5 exercises on SRE reliability practice — indicators, objectives, and budgets.
0 / 5 completed
1 / 5
What is an SLI in SRE?
A Service Level Indicator (SLI) is a carefully chosen, quantitative measurement of a service's behavior — typically a ratio of good events to total events. Common SLIs include availability (successful requests / total requests), latency (proportion of requests faster than a threshold), and error rate. A good SLI reflects what users actually care about and is measurable from real traffic. SLIs are the raw signal on which objectives and alerting are built; choosing meaningful ones is the foundation of reliability practice.
2 / 5
What is an SLO?
A Service Level Objective (SLO) is a target you set for an SLI over a defined time window — for example, "99.9% of requests succeed over 30 days." It expresses the reliability bar the team commits to internally, balancing user happiness against the cost and pace of development.
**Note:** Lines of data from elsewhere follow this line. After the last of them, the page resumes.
PR #635, opened 2024-09-11
Add init argument to freeze the encoder in `SemanticSegmentationModule`

### LINKED ISSUE #634: Freeze of encoder in `SemanticSegmentationModule` is not configurable
As for now, `SemanticSegmentationModule` will always freeze the encoder. However there are usecases where we want to train both the encoder & decoder, so this should be configurable.

nkaenzig:
Closes #634

### DIFF
--- a/src/eva/vision/models/modules/semantic_segmentation.py
+++ b/src/eva/vision/models/modules/semantic_segmentation.py
@@ -22,9 +22,10 @@ class SemanticSegmentationModule(module.ModelModule):
 
     def __init__(
         self,
-        decoder: decoders.Decoder,
+        decoder: decoders.Decoder | nn.Module,
         criterion: Callable[..., torch.Tensor],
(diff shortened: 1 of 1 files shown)


src/eva/vision/models/modules/semantic_segmentation.py
```diff
@@ -22,9 +22,10 @@ class SemanticSegmentationModule(module.ModelModule):
 
     def __init__(
         self,
-        decoder: decoders.Decoder,
+        decoder: decoders.Decoder | nn.Module,
         criterion: Callable[..., torch.Tensor],
         encoder: Dict[str, Any] | Callable[[torch.Tensor], List[torch.Tensor]] | None = None,
+        freeze_encoder: bool = False,
```
ioangatop, line 28: I believe that the encoder freezes when `lr_multiplier_encoder=0`. so we can escape an additional argument

nkaenzig: Oh right, missed that.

SLOs are deliberately not 100%, because perfect reliability is impossibly expensive and stifles change. They differ from an SLA, which is a contractual promise to customers with penalties; the SLO is usually stricter than the SLA.
3 / 5
What is an error budget?
An error budget is the complement of the SLO: if your availability SLO is 99.9%, then 0.1% of requests may fail — that 0.1% is the budget. It reframes reliability as a resource to spend. While budget remains, teams can ship features and take calculated risks; when it is exhausted, the policy is to freeze risky changes and focus on stability. This aligns developers and operators around a shared, data-driven decision rule instead of arguing subjectively about whether to release.
4 / 5
What is burn rate in SLO-based alerting?
Burn rate measures how quickly you are consuming your error budget compared to a sustainable pace. A burn rate of 1 spends the entire budget exactly over the SLO window; a burn rate of 10 would exhaust a 30-day budget in 3 days. Alerting on burn rate — often with multiple windows (a fast one for sharp outages, a slow one for steady degradation) — produces alerts that are both timely and low-noise, firing on genuine threats to the SLO rather than on every transient blip.
5 / 5
What is toil in SRE?
Toil is the kind of operational work that is manual, repetitive, automatable, tactical, devoid of enduring value, and grows linearly as the service grows — think manually restarting services, applying repetitive config changes, or handling routine tickets. SRE practice caps the time spent on toil (often around 50%) so engineers retain capacity for engineering that durably reduces future work. Identifying and automating away toil is a core SRE responsibility, because unchecked toil crowds out improvement and burns people out.